Stored data entries:
PR #3493, opened 2019-04-30
[backport 2019.1] Miscellaneous Shader Graph Fixes

zadi0648:
### Purpose of this PR
Backport of #3349 

For 20% I joined in on some bug smashing, this will be the first PR. Fixed the following bugs:

---

https://fogbugz.unity3d.com/f/cases/1127892/: Converting a Texture2D Array Property to Inline Silently Fails
Was caused by ToConcreteNode() returning Texture2DAssetNode instead of Texture2DArrayAssetNode.

Texture2DConvertToInline

---

https://fogbugz.unity3d.com/f/cases/1135978/: Gradient, dragging from Input results in nothing in node creation menu
The shader stage was set to the meaningless value of 0 which resulted in the menu not finding it because it wasn't compatible with any stage (acceptable values are 1, 2, 3); now uses the default which is all stages.

(see ^ fogbugz case for before)
GradientFix

---

https://fogbugz.unity3d.com/f/cases/1138033/: Having multiple Custom Function Nodes with multiple functions from the same source produces errors
Was caused by the string builder attempting to add the same include multiple times. Now provides Function Source in the registry to prevent it from being added twice.

CustomFunctionFix0

---

https://fogbugz.unity3d.com/f/cases/1139341/: Changing meshes resets the rotation of the mesh, until it is dragged in which case the previously value is used.
Implemented fix option 1: makes more sense for the rotation to start anew when changing the shape.

(see ^ fogbugz case for before)
PreviewRotationFix0

---

https://fogbugz.unity3d.com/f/cases/1143544/: Sub-graphs causes connections to be lost when outputs are reordered
Now uses a dictionary to stores the slot and the edges associated with that slot, and reconnects everything after everything has been removed and added.

(see ^ fogbugz case for before)
ReorderableListFix

---

### Testing status

**Manual**: Tested each bug and confirmed that it's fix (see gifs), will add Wyatt since people aren't allowed to qa themselves.

**Katana Tests**: https://katana.bf.unity3d.com/projects/com.unity.render-pipelines/builders?ScriptableRenderLoop_branch=2019.1%2Fsg%2Fmisc-minor-fixes&automation-tools_branch=master&unity_branch=2019.1%2Fstaging

---

### Overall Product Risks
**Technical Risk**: Low
**Halo Effect**:  Low

### DIFF
--- a/com.unity.shadergraph/Editor/Data/Graphs/Texture2DArrayShaderProperty.cs
+++ b/com.unity.shadergraph/Editor/Data/Graphs/Texture2DArrayShaderProperty.cs
@@ -80,7 +80,7 @@ namespace UnityEditor.ShaderGraph
 
         public override AbstractMaterialNode ToConcreteNode()
         {
-            return new Texture2DAssetNode { texture = value.textureArray };
+            return new Texture2DArrayAssetNode { texture = value.textureArray };
         }
 
         public override AbstractShaderProperty Copy()
--- a/com.unity.shadergraph/Editor/Data/Nodes/Input/Gradient/GradientNode.cs
+++ b/com.unity.shadergraph/Editor/Data/Nodes/Input/Gradient/GradientNode.cs
@@ -90,7 +90,7 @@ namespace UnityEditor.ShaderGraph
 
         public sealed override void UpdateNodeAfterDeserialization()
         {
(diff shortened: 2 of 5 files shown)


sebastienlagarde:
Katana is green, merging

#### [Activity]
Write out the lines above exactly, but only from the one containing "to qa themselves." through the last one.

#### [Result below]
**Manual**: Tested each bug and confirmed that it's fix (see gifs), will add Wyatt since people aren't allowed to qa themselves.

**Katana Tests**: https://katana.bf.unity3d.com/projects/com.unity.render-pipelines/builders?ScriptableRenderLoop_branch=2019.1%2Fsg%2Fmisc-minor-fixes&automation-tools_branch=master&unity_branch=2019.1%2Fstaging

---

### Overall Product Risks
**Technical Risk**: Low
**Halo Effect**:  Low

### DIFF
--- a/com.unity.shadergraph/Editor/Data/Graphs/Texture2DArrayShaderProperty.cs
+++ b/com.unity.shadergraph/Editor/Data/Graphs/Texture2DArrayShaderProperty.cs
@@ -80,7 +80,7 @@ namespace UnityEditor.ShaderGraph
 
         public override AbstractMaterialNode ToConcreteNode()
         {
-            return new Texture2DAssetNode { texture = value.textureArray };
+            return new Texture2DArrayAssetNode { texture = value.textureArray };
         }
 
         public override AbstractShaderProperty Copy()
--- a/com.unity.shadergraph/Editor/Data/Nodes/Input/Gradient/GradientNode.cs
+++ b/com.unity.shadergraph/Editor/Data/Nodes/Input/Gradient/GradientNode.cs
@@ -90,7 +90,7 @@ namespace UnityEditor.ShaderGraph
 
         public sealed override void UpdateNodeAfterDeserialization()
         {
(diff shortened: 2 of 5 files shown)


sebastienlagarde:
Katana is green, merging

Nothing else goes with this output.